The poems then reflect a kind of Platonic agnosticism; they offer no solution of the formless mystery; but they seem rather to indicate the hope that, in the multiplying of human relationship, in devotion to all we hold dear, in the enkindling of the soul by all that is generous and noble and unselfish, lies the best hope of the individual and of the race.

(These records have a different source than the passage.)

PR #8456, opened 2024-12-05
Stricter testing of sharding annotations after scan

tengyifei:
We would like to test that the output of a `torch_xla.experimental.scan` operation are sharded correctly if their inputs are sharded. In other words, the XLA compiler should be able to propagate the sharding annotation.

For `init` and `final_carry`, the sharding spec should look like `devices=[4]0,1,2,3`.

For `xs` and `ys`, the sharding spec should look like `devices=[1,4]0,1,2,3`.

### DIFF
--- a/test/scan/test_scan_spmd.py
+++ b/test/scan/test_scan_spmd.py
@@ -39,10 +39,19 @@ class ScanSpmdTest(unittest.TestCase):
     # Check the input and output sharding. Note that we do this after
     # `torch_xla.sync()` to ensure the output tensors are materialized and
     # have taken on sharding annotations propagated by the compiler.
-    for tensor in [init, xs, final_carry, ys]:
-      self.assertIn('ShardingSpec: {devices=[',
+    N = xr.global_runtime_device_count()
+    for tensor in [init, final_carry]:
+      self.assertIn(f'devices=[{N}]0,',
+                    torch_xla._XLAC._get_xla_sharding_spec(tensor))
+      self.assertIn('OpSharding: {'
+                    f'devices=[{N}]0,',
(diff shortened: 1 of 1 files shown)


vanbasten23 (approved):

rpsilva-aws (approved):

test/scan/test_scan_spmd.py
```diff
@@ -39,10 +39,21 @@ def fn(carry, x):
     # Check the input and output sharding. Note that we do this after
     # `torch_xla.sync()` to ensure the output tensors are materialized and
     # have taken on sharding annotations propagated by the compiler.
-    for tensor in [init, xs, final_carry, ys]:
-      self.assertIn('ShardingSpec: {devices=[',
+    N = xr.global_runtime_device_count()
+    for tensor in [init, final_carry]:
+      self.assertIn('ShardingSpec: {'
```
rpsilva-aws, line 44: nits: using `_get_xla_sharding_spec` and `_get_xla_op_sharding` instead of `_get_xla_tensor_debug_info`, easier to parse.

tengyifei: TIL

tengyifei: Turns out I can't do that because there's no Python bindings (e.g. comparator) exposed for xla::OpSharding at all.

tengyifei: At least replaced sharding spec parsing with _get_xla_sharding_spec

rpsilva-aws: Oh right, `_get_xla_sharding_spec` returns a string, and `_get_xla_op_sharding` the actual xla::OpSharding binding. The former is confusing...

rpsilva-aws (approved):

PR #8460, opened 2024-12-05
[LoweringContext] Support an optimized parameter mapping for SPMD

rpsilva-aws:
Currently, the existing parameter mapping for the lowering context is not well suited for SPMD. In case of large models, it will cause a large synchronous bottleneck when transferring all device data to the host. This is caused by each ReplicateShardedData computation that gathers and reassembles each sharded data across multiple devices. This is by design, since it is expected to collect all parameters regardless of their allocation.

In this PR, we introduce a new mapping that does not invoke the sharded replication, but instead uses references to the device data. This is generally sufficient and preferred in most cases, where the user only wants to access the validate parameters (those that are not returned as `-1` from `tensor_parameter_id`, as 'fake' parameters).


rpsilva-aws:
Re-opened from https://github.com/pytorch/xla/pull/8453, cleaned up the merge commit.

tengyifei (approved):

PR #8461, opened 2024-12-06
Update libtpu pin to 2024/12/05 / 0.0.5 stable

tengyifei:
The stable libtpu is qualified with more tests compared to nightly tpu. In particular, it has also been qualified with all JAX unit tests, which is beneficial since we depend on JAX.

This PR switches to stable libtpu at HEAD. Later I'll cut a 2.6 branch and that will also get the stable libtpu.

Depending on a stable libtpu means we don't need as much churn of updating the pin. If we later find a urgent need to adopt a specific libtpu CL, we could still switch back to a nightly at HEAD without issues.

### DIFF
--- a/setup.py
+++ b/setup.py
@@ -64,10 +64,11 @@ import build_util
 
 base_dir = os.path.dirname(os.path.abspath(__file__))
 
-_date = '20241122'
-_libtpu_version = f'0.0.5.dev{_date}'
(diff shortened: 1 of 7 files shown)


setup.py
```diff
@@ -64,10 +64,11 @@
 
 base_dir = os.path.dirname(os.path.abspath(__file__))
 
-_date = '20241122'
```
lsy323, line 67: nits: Maybe adding a flag for using the stable version, and add the `.dev{_date}` conditionally. This might make future pin update using nightly easier.

lsy323 (approved):

setup.py
tengyifei: oops, github auto-merge got too happy. i'll upload a fixup PR

PR #8467, opened 2024-12-06
Compute and hash buffer_donor_indices for step marker

### LINKED ISSUE #8464: IR graph hash should include `buffer_donor_indices` returned from `XLAGraphExecutor::SetBufferDonors()`
## 🐛 Bug

Currently `XLAGraphExecutor::SetBufferDonors()` is called from `XLAGraphExecutor::Compile()`, after IR graph hash `coll.hash` has been finalized. As a result, computations where buffer aliasing can be done and those where aliasing cannot be done are hashed to the same thing. This results in aliasing errors.

## To Reproduce

Small example:

```
import torch
import torch_xla

def main():
    device = xm.xla_device()
    t0 = torch.tensor([1], device=device)
    t1 = torch.tensor([2], device=device)
    xm.mark_step()

    t1.add_(t0)
    xm.mark_step()

    t2 = t1 + t0
    xm.mark_step()
    
    print(f"Results: t1={t1.item()}, t2={t2.item()}")

if __name__ == "__main__":
    main()
```

Here both mutating and non-mutating operation of `t1 + t0` result in the same IR hash, so final step marker where `t2` is computed causes `t2` to alias `t1`. Our PJRT device plugin has been recently updated to not allow donated buffers to be used. But a previous implementation prints:
```
Results: t1=4, t2=4
```

## Expected behavior

The expected output should be:
```
Results: t1=3, t2=4
```

## Environment

 - Reproducible on XLA backend [CPU/TPU/CUDA]: AWS trn1
 - torch_xla version: 2.5.1

mcuiaws:
Refactor SetBufferDonors() so that the logic for computing donor
indices in a separate function GetBufferDonors().
SyncTensorsGraphInternal() now calls GetBufferDonors(), and
those indices are hashed first, and the passed into Compile().

This fixes #8464.

### DIFF
--- a/test/test_input_output_aliases.py
+++ b/test/test_input_output_aliases.py
@@ -143,6 +143,25 @@ class InputOutputAliasesTest(unittest.TestCase):
         alias_count == 1.0
     ), f"Expect 1 input-output alias pair for gradient accumulation, got {alias_count}"
 
+  def test_separate_graphs(self):
+    """
+    Test that paramater aliasing differences should produce different graphs.
+    """
+    xla_device = xm.xla_device()
+    t0 = torch.tensor([1], device=xla_device)
+    t1 = torch.tensor([2], device=xla_device)
+    xm.mark_step()
+
+    t1.add_(t0)
+    xm.mark_step()
+
+    # This needs to be a separate graph, otherwise t1 can be corrupted
+    # or result in PJRT error.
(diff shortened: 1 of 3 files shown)


jeffhataws (approved):

tengyifei (approved):

tengyifei:
Thanks!

PR #8472, opened 2024-12-09
Update torch_xla wheels to have the suffix +cxx11 instead of .cxx11

bhavya01:
Currently while running 
```pip3 install https://storage.googleapis.com/pytorch-xla-releases/wheels/tpuvm/torch_xla-2.6.0.dev20241028.cxx11-cp310-cp310-linux_x86_64.whl```
 I get this error 
```ERROR: Invalid requirement: 'torch-xla==2.6.0.dev20241209.cxx11': Expected end or semicolon (after version specifier) torch-xla==2.6.0.dev20241209.cxx11```

Renaming the wheels to this format fixes it.

### DIFF
--- a/README.md
+++ b/README.md
@@ -212,6 +212,11 @@ pip3 install torch==2.6.0.dev20241028+cpu.cxx11.abi --index-url https://download
 pip3 install https://storage.googleapis.com/pytorch-xla-releases/wheels/tpuvm/torch_xla-2.6.0.dev20241028.cxx11-cp310-cp310-linux_x86_64.whl
 ```
 
+**As of 12/11/2024, the torch_xla C++11 ABI wheel is named differently and can be installed as follows:**
+```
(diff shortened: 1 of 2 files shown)


tengyifei:
I see. Could you update the README in https://github.com/pytorch/xla/blob/master/README.md#use-nightly-build-with-c11-abi-after-10282024 too? Maybe add a section that from Dec 9 onwards, we'll again use a different syntax for nightly installation.

tengyifei (changes requested):
I see. Could you update the README in https://github.com/pytorch/xla/blob/master/README.md#use-nightly-build-with-c11-abi-after-10282024 too? Maybe add a section that from Dec 9 onwards, we'll again use a different syntax for nightly installation.

tengyifei (approved):

ManfeiBai (approved):
Thanks, LGTM

PR #8476, opened 2024-12-10
Fix #8475: add libtpu-wheels registry when building docker

### LINKED ISSUE #8475: Nightly ptxla docker incorrectly contains torch_xla 2.5.1
Step to reproduce:

```
docker run -it us-central1-docker.pkg.dev/tpu-pytorch-releases/docker/xla:nightly_3.10_tpuvm pip freeze
```

Expected: output should contain `torch-xla @ some sha`

Actual: output contains `torch-xla==2.5.1`

This affects both pre-C++11 ABI and C++11 ABI builds.

tengyifei:
When building docker images, we install `torch_xla[tpu]` on there. If the old registry is used, then pip will only find an old version of libtpu and will then resolve to an older version torch_xla (2.5.1). I went over the repo and made sure every `libtpu-releases` registry is followed by `libtpu-wheels`.

Fixes #8475


ManfeiBai (approved):
Thanks, LGTM

PR #1282, opened 2018-06-27
Optimize the charstring's bytecode

miguelsousa:
Optimizes the charstring's bytecode by encoding as integers all float values that have no decimal portion. This optimization is expected to reduce the file size of CFF2 fonts that have intermediate masters.

Related to adobe-type-tools/afdko#444

Many thanks to @cjchapman for the help on the fixed point math.

### DIFF
--- a/Lib/fontTools/misc/psCharStrings.py
+++ b/Lib/fontTools/misc/psCharStrings.py
@@ -216,8 +216,12 @@ encodeIntT1 = getIntEncoder("t1")
 encodeIntT2 = getIntEncoder("t2")
 
 def encodeFixed(f, pack=struct.pack):
-	# For T2 only
-	return b"\xff" + pack(">l", otRound(f * 65536))
+	"""For T2 only"""
+	value = otRound(f * 65536)  # convert the float to fixed point
+	if value & 0xFFFF == 0:  # check if the fractional part is zero
+		return encodeIntT2(value >> 16)  # encode only the integer part
+	else:
+		return b"\xff" + pack(">l", value)  # encode the entire fixed point value
 
 def encodeFloat(f):
 	# For CFF only, used in cffLib
@@ -944,7 +948,7 @@ class T2CharString(object):
 	decompilerClass = SimpleT2Decompiler
 	outlineExtractor = T2OutlineExtractor
 	isCFF2 = False
-	
+
 	def __init__(self, bytecode=None, program=None, private=None, globalSubrs=None):
 		if program is None:
 			program = []
@@ -1006,8 +1010,7 @@ class T2CharString(object):
 		while i < end:
 			token = program[i]
 			i = i + 1
-			tp = type(token)
-			if issubclass(tp, basestring):
+			if isinstance(token, basestring):
 				try:
 					bytecode.extend(bytechr(b) for b in opcodes[token])
 				except KeyError:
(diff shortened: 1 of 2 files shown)


Lib/fontTools/misc/psCharStrings.py
```diff
@@ -1002,25 +1002,23 @@ def compile(self, isCFF2=False):
 		encodeInt = self.getIntEncoder()
 		encodeFixed = self.getFixedEncoder()
 		i = 0
-		end = len(program)
-		while i < end:
+		while i < len(program):
```
behdad: Any reason for this? Sure it's correct, but also calls `len(program)` more than is needed if `len(program)` doesn't change.

Lib/fontTools/misc/psCharStrings.py
```diff
@@ -1031,9 +1032,12 @@ def compile(self, isCFF2=False):
 		self.setBytecode(bytecode)
 
 		if isCFF2:
+			self.isCFF2 = True
 			# If present, remove return and endchar operators.
 			if self.bytecode and (byteord(self.bytecode[-1]) in (11, 14)):
 				self.bytecode = self.bytecode[:-1]
+		else:
+			self.isCFF2 = False
```
behdad: Better to just have `self.isCFF2 = isCFF2`.

Lib/fontTools/misc/psCharStrings.py
```diff
@@ -1031,9 +1032,12 @@ def compile(self, isCFF2=False):
 		self.setBytecode(bytecode)
 
 		if isCFF2:
+			self.isCFF2 = True
```
behdad: We specifically decided that we don't want `self.isCFF2` state on objects if it can be avoided.  In this case, it can.  Nothing about a charstring makes it a CFF or CFF2 charstring, as they are fully compatible.  It's only during compile that we decide whether it conforms to the resulting format.  Also, compile should not leave a state on the object.  Please rework without it.

Lib/fontTools/misc/psCharStrings.py
behdad: (But of course see my previous comment.)

Tests/misc/psCharStrings_test.py
```diff
@@ -9,22 +9,26 @@ class T2CharStringTest(unittest.TestCase):
...
 
     def test_calcBounds_empty(self):
         cs = self.stringToT2CharString("endchar")
         bounds = cs.calcBounds(None)
         self.assertEqual(bounds, None)
 
     def test_calcBounds_line(self):
-        cs = self.stringToT2CharString("100 100 rmoveto 40 10 rlineto -20 50 rlineto endchar")
+        cs = self.stringToT2CharString(
+            "100 100 rmoveto 40 10 rlineto -20 50 rlineto endchar")
```
behdad: Not sure these add any value.  We don't adhere to 80 columns.

Lib/fontTools/misc/psCharStrings.py
miguelsousa: brain fart; shows my inexperience using `while`

Lib/fontTools/misc/psCharStrings.py
miguelsousa: reworked. Required setting more things in the tests themselves.

miguelsousa:
@behdad is this good to merge now?

behdad:
Yes. Thanks.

Uncheered by Christian hopefulness, and yet strong in their belief in the ardours and passions of humanity, these poems may help us to remember and love the best of life, its days of sunshine and youth, its generous companionships, its sweet ties of loyalty and love, its brave hopes and ardent impulses, which may be ours, if we are only loving and generous and high-hearted, to the threshold of the dark, and perhaps beyond.
ARTHUR C. BENSON.
DESIDERATO
Oh, lost and unforgotten friend,
Whose presence change and chance deny;
If angels turn your soft proud eye
To lines your cynic playmate penned,
Look on them, as you looked on me,
When both were young; when, as we went
Through crowds or forest ferns, you leant
On him who loved your staff to be;
And slouch your lazy length again
On cushions fit for aching brow
(Yours always ached, you know), and now
As dainty languishing as then,
Give them but one fastidious look,
And if you see a trace of him
Who humoured you in every whim,
Seek for his heart within his book:
For though there be enough to mark
The man's divergence from the boy,
Yet shines my faith without alloy
For him who led me through that park;
And though a stranger throw aside
Such grains of common sentiment,
Yet let your haughty head be bent
To take the jetsom of the tide;
Because this brackish turbid sea
Throws toward thee things that pleased of yore,
And though it wash thy feet no more,
Its murmurs mean: "I yearn for thee."
The world may like, for all I care,
The gentler voice, the cooler head,
That bows a rival to despair,
And cheaply compliments the dead;
That smiles at all that's coarse and rash,
Yet wins the trophies of the fight,
Unscathed, in honour's wreck and crash,
Heartless, but always in the right;.
Thanked for good counsel by the judge
Who tramples on the bleeding brave,
Thanked too by him who will not budge
From claims thrice hallowed by the grave.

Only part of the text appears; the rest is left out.